Clearly, the system is missing an important intermediate transaction state — something like UNKNOWN — indicating uncertainty about whether the transaction succeeded or failed.
For example:
public enum Status {
INITIATED,
CONFIRMED,
FAILED,
UNKNOWN
}
For transactions in the UNKNOWN state, the system should have a dedicated mechanism to reconcile or query the final status with the external partner later.
Abnormal Responses
Other problematic scenarios involve abnormal or unexpected API responses:
- The server returns HTTP 200 OK but the response body is invalid or missing.
- The response body contains an error code, but the system does not properly interpret it.
- The external API’s documentation is incomplete, leaving certain cases undefined.
In these cases, it’s crucial to have:
- A clear and complete documentation agreement with the partner regarding which HTTP statuses indicate success, failure, or require special handling.
- Any unknown or undefined statuses should default to UNKNOWN, not blindly assumed as success or failure.
The same principle applies to parsing error codes inside the response body — avoid making assumptions without strict definitions.
Uncontrolled Retry
Another hidden risk is uncontrolled retries.
If the system does not carefully distinguish between retryable and non-retryable failures, it may unnecessarily or incorrectly retry transactions that were already processed, compounding the risk of double charges or inconsistent states.
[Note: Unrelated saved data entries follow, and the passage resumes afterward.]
PR #272, opened 2024-10-25
fix: yggctl list workers should only show legacy names.

jvlcek:
Card ID" CCT-863

Hyphenated worker names were introduced to satisfy a console-dot assumption that worker names were hyphenated, after which the "yggctl workers list" command was showing both the "legacy" and hyphenated  worker names. Since hyphens in worker names are disallowed by the D-Bus naming policy it is safe to omit any worker names with hyphens when listing them.

### DIFF
--- a/cmd/yggctl/actions.go
+++ b/cmd/yggctl/actions.go
@@ -8,6 +8,7 @@ import (
 	"log"
 	"os"
 	"path/filepath"
+	"strings"
 	"text/tabwriter"
 	"text/template"
 
@@ -183,6 +184,19 @@ func workersAction(c *cli.Context) error {
 	var workers map[string]map[string]string
 	if err := obj.Call("com.redhat.Yggdrasil1.ListWorkers", dbus.Flags(0)).Store(&workers); err != nil {
 		return cli.Exit(fmt.Errorf("cannot list workers: %v", err), 1)
+	}
+
+	// Remove worker names with hyphens.
+	// Why:
+	// Hyphenated worker names were introduced to satisfy a console-dot assumption that
+	// worker names were hyphenated, after which the "yggctl workers list" command was
+	// showing both the "legacy" and hyphenated  worker names. Since hyphens in worker
+	// names are disallowed by the D-Bus naming policy it is safe to remove any worker
+	// names with hyphens when listing them.
+	for key, _ := range workers {
+		if strings.ContainsRune(key, '-') {
+			delete(workers, key)
+		}
 	}
 
 	switch c.String("format") {


jvlcek:
@jirihnidek or @subpop Can one of you, or anyone else, please help me understand the lint failure? 

It expands to:

```
Run if [ "$(golines . --dry-run | wc -l)" -gt 0 ]; then exit 1; fi
  if [ "$(golines . --dry-run | wc -l)" -gt 0 ]; then exit 1; fi
  shell: /usr/bin/bash -e {0}
Error: Process completed with exit code 1.
```

It's not obvious to me what this is reporting on.

subpop:
> @jirihnidek or @subpop Can one of you, or anyone else, please help me understand the lint failure?
> 
> It expands to:
> 
> ```
> Run if [ "$(golines . --dry-run | wc -l)" -gt 0 ]; then exit 1; fi
>   if [ "$(golines . --dry-run | wc -l)" -gt 0 ]; then exit 1; fi
>   shell: /usr/bin/bash -e {0}
> Error: Process completed with exit code 1.
> ```
> 
> It's not obvious to me what this is reporting on.

The error is not useful, no. Line length is not enforced by `go fmt`, so [we run](https://github.com/RedHatInsights/yggdrasil/blob/2bbea96df07b9f27a96c3ea5cfff31e70962235c/CONTRIBUTING.md#code-guidelines) an additional linter ([`golines`](https://github.com/segmentio/golines)), to force wrap long lines. I suggest configuring your editor, IDE, or git pre-commit hook to run `go fmt` and `golines` before committing.

cmd/yggctl/actions.go
```diff
@@ -185,6 +186,12 @@ func workersAction(c *cli.Context) error {
 		return cli.Exit(fmt.Errorf("cannot list workers: %v", err), 1)
 	}
```
jirihnidek, line 188: I would add here some comment explaining, why we delete such workers. At the first glance, it looks strange that we do something like this. It has some historical reason and it should be mentioned here in comment.

jirihnidek (changes requested):
LGTM, I have only small request.

cmd/yggctl/actions.go
jvlcek: Thank you @jirihnidek and @subpop for the feedback.

I had come from the Ruby world where comments were highly frowned upon. But since I'm an old `C` programmer I surely can do comments! 😄 and I will update the commit message.

jvlcek: @jirihnidek and @subpop 

I believe this has been resolved by commit: https://github.com/RedHatInsights/yggdrasil/pull/272/commits/152af66a40e2c4f846fb69be4b37c139902acc23

Please take a look.

Thank you again for the help.

jvlcek:
@jirihnidek This is showing up as `Merging is blocked` due to requested changes but I think I have addressed all of them. Please let me know if I still need to address something else.

Thank you! Joe

jirihnidek (approved):
LGTM

jirihnidek:
@subpop is there anything else that blocks this PR from merging?

PR #277, opened 2024-11-07
build(rpm): Include local state dir

subpop:
Include the local state dir in the RPM so that the directory is created
when the package is installed. This enables other services that want to
write to the directory before the yggdrasil service starts.


jirihnidek (approved):
LGTM

PR #278, opened 2024-11-08
feat: Create facts file if not exists

Glutexo:
If the facts file does not exists upon start, it can’t be watched for changes even if created later. An empty facts dictionary is thus saved if non-existent path is provided.

Card IDs:
* [CCT-861](https://issues.redhat.com/browse/CCT-861)

### DIFF
--- a/cmd/yggd/main.go
+++ b/cmd/yggd/main.go
@@ -2,6 +2,7 @@ package main
 
 import (
 	"crypto/tls"
+	"encoding/json"
 	"fmt"
 	"os"
 	"os/signal"
@@ -117,6 +118,35 @@ func setupClientID() error {
 		}
 		config.DefaultConfig.ClientID = string(clientID)
 	}
+	return nil
+}
+
+// setupFactsFile creates a canonical facts file if it doesn’t exist
+func setupFactsFile() error {
+	if config.DefaultConfig.FactsFile == "" {
+		return nil
+	}
+
+	_, err := os.Stat(config.DefaultConfig.FactsFile)
+	if err == nil {
+		return nil
+	}
+	if !os.IsNotExist(err) {
+		return fmt.Errorf("cannot stat file '%v': %v", config.DefaultConfig.FactsFile, err)
+	}
+
+	dir := filepath.Dir(config.DefaultConfig.FactsFile)
+	if err := os.MkdirAll(dir, 0755); err != nil {
+		return fmt.Errorf("cannot create directory '%v': %v", dir, err)
+	}
+
+	facts := make(map[string]interface{})
+	data, _ := json.Marshal(facts)
+	if err := os.WriteFile(config.DefaultConfig.FactsFile, data, 0644); err != nil {
+		return fmt.Errorf("cannot create facts file '%v': %v", config.DefaultConfig.FactsFile, err)
+	}
+
+	log.Infof("facts file not found, created '%v'", config.DefaultConfig.FactsFile)
 	return nil
 }
 
@@ -356,6 +386,11 @@ func mainAction(c *cli.Context) error {
 	err = setupClientID()
 	if err != nil {
 		return err
+	}
+
+	err = setupFactsFile()
+	if err != nil {
+		return cli.Exit(fmt.Errorf("cannot setup facts file: %v", err), 1)
 	}
 
 	// Create HTTP client and TLS configuration. HTTP client is used for


Glutexo:
This is my first contribution to Yggdrasil. Because of that, I‘d like to ask for a review of the production code. There are no tests yet.

I wanted to keep the changeset small and relevant. This pull request thus does not fix the unmarshaling error in case of no facts file.

Glutexo:
I however think that `ConnectionStatus` is not the right place where the fact file should be created. There should be a separate function for that and if `ConnectionStatus` runs asynchronously, it should wait for that function to finish.

Glutexo:
Do I understand it correctly, that the `ConnectionStatus` function is untestable in its current state? It feels like instead of referencing `config.DefaultConfig.FactsFile`, a `config` variable would need to be passed as an argument.

Glutexo:
I would place the code to `mainAction`. There I’d go after `setupClientID()`, which also creates a file, and before `setupTLS()`, the first step towards creating the HTTP client.

Glutexo:
I see there are no tests for `main.go`. If my new function `setupFactsFile` were to be tested, it would require passing `config.DefaultConfig` as an argument. Similar functions like `setupClientID` would need the same. That means making my function testable would introduce inconsistency.

Hence, I would omit the tests in this pull request. I’d rather create a ticket to make the module testable and write the tests. **This pull request is thus ready for review.**

cmd/yggd/main.go
```diff
@@ -120,6 +121,32 @@ func setupClientID() error {
...
+	}
+
+	_, err := os.Stat(config.DefaultConfig.FactsFile)
+	if !os.IsNotExist(err) {
+		return err
+	}
+
+	dir := filepath.Dir(config.DefaultConfig.FactsFile)
+	if err := os.MkdirAll(dir, 0755); err != nil {
+		return err
```
subpop, line 137: Similarly,

```suggestion
		return fmt.Errorf("cannot create directory '%v': %v", dir, err)
```

cmd/yggd/main.go
```diff
@@ -120,6 +121,32 @@ func setupClientID() error {
...
+	}
+
+	facts := make(map[string]interface{})
+	data, _ := json.Marshal(facts)
+	if err := os.WriteFile(config.DefaultConfig.FactsFile, data, 0644); err != nil {
+		return err
```
subpop, line 143:
```suggestion
		return fmt.Errorf("cannot create facts file '%v': %v", config.DefaultConfig.FactsFile, err)
```

cmd/yggd/main.go
```diff
@@ -358,6 +385,12 @@ func mainAction(c *cli.Context) error {
 		return err
 	}
 
+	fmt.Println("***")
```
subpop, line 388: This looks like a marker line that should not be committed?

cmd/yggd/main.go
```diff
@@ -358,6 +385,12 @@ func mainAction(c *cli.Context) error {
...
+	err = setupFactsFile()
+	if err != nil {
+		return err
```
subpop, line 391: Same thing wrapping the error message here.

subpop (changes requested):
Looks really good. You're right about the testability of the code. It's not very well covered by unit tests, and writing them was not feasible given the timeline pressure the project has historically been under. Creating a follow up issue (likely an epic) to refactor the code the be more testable is the right way to approach this.

I left a few comments about the commit, but overall, this is probably ready to merge soon.

cmd/yggd/main.go
Glutexo: Oh.

cmd/yggd/main.go
Glutexo: I was not sure whether the error message should be wrapped here. Some calls from `mainAction` do,

```go
	client, transporter, err := setupClient(dispatcher, tlsConfig)
	if err != nil { return cli.Exit(fmt.Errorf("cannot setup client: %w", err), 1) }
```

some don’t.


```go
	err = setupClientID()
	if err != nil { return err }
```

I think it’s good practice to wrap and there are already wrapped ones. I put the wrapper there, then. It allows to add a single `cli.Exit()` wrapper too.

I’ll create a card for consolidating the error returns.

cmd/yggd/main.go
```diff
@@ -120,6 +121,32 @@ func setupClientID() error {
...
 
+// setupFactsFile creates a canonical facts file if it doesn’t exist
+func setupFactsFile() error {
+	if config.DefaultConfig.FactsFile == "" {
+		return nil
+	}
+
+	_, err := os.Stat(config.DefaultConfig.FactsFile)
+	if !os.IsNotExist(err) {
+		return err
```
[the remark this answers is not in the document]
Glutexo: The conditional here catches both `nil` (file exists) and `!os.IsNotExist(err)` (a problem). The wrapper is only appropriate for the real error, which is the latter case. Thus I had to split this conditional.

Glutexo:
Thanks for your review, @subpop! I fixed the issues you spotted.

I also realized one thing: if the facts file exists, but can’t be read, my `setupFactsFile` function doesn’t fail. `os.Stat` only reads metadata of the file, not its contents. That means read permissions are not required.

The missing permissions will however make watcher setup fail later.

```
yggdrasil/cmd/yggd/client.go:388: cannot read facts file: open facts-unreadable.json: permission denied
```

This was the case before my changes already. I didn’t change the behavior by trying to open the file for reading. But I think it’s a good idea to do so: I’d rather create a separate card instead.

Glutexo:
The failing check appears not to be related to this PR. It’a VM provisioning failure.

cmd/yggd/main.go
```diff
@@ -120,6 +121,35 @@ func setupClientID() error {
...
+		return fmt.Errorf("cannot create directory '%v': %v", dir, err)
+	}
+
+	facts := make(map[string]interface{})
+	data, _ := json.Marshal(facts)
+	if err := os.WriteFile(config.DefaultConfig.FactsFile, data, 0644); err != nil {
+		return fmt.Errorf("cannot create facts file '%v': %v", config.DefaultConfig.FactsFile, err)
+	}
+
+	log.Infof("facts file not found, created")
```
subpop, line 149: Hey, something I just thought of that might be useful here. Can we print the file name as part of this info message?
```suggestion
	log.Infof("facts file not found, created %v", config.DefaultConfig.FactsFile)
```

Glutexo: Great idea!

For errors that are eligible for retry, ensure that the external partner accepts retry attempts and that their API is idempotent.
Conclusion
In payment systems, handling external API interactions must be done with extreme caution.
We must recognize that not every error is final and that not every success is guaranteed.
By introducing proper transaction states like UNKNOWN, building reconciliation mechanisms, and working closely with external partners to define clear API behaviors, we can make our systems much more robust, reliable, and safe for users.
Ignoring hidden errors can silently turn small technical oversights into serious financial and reputational disasters.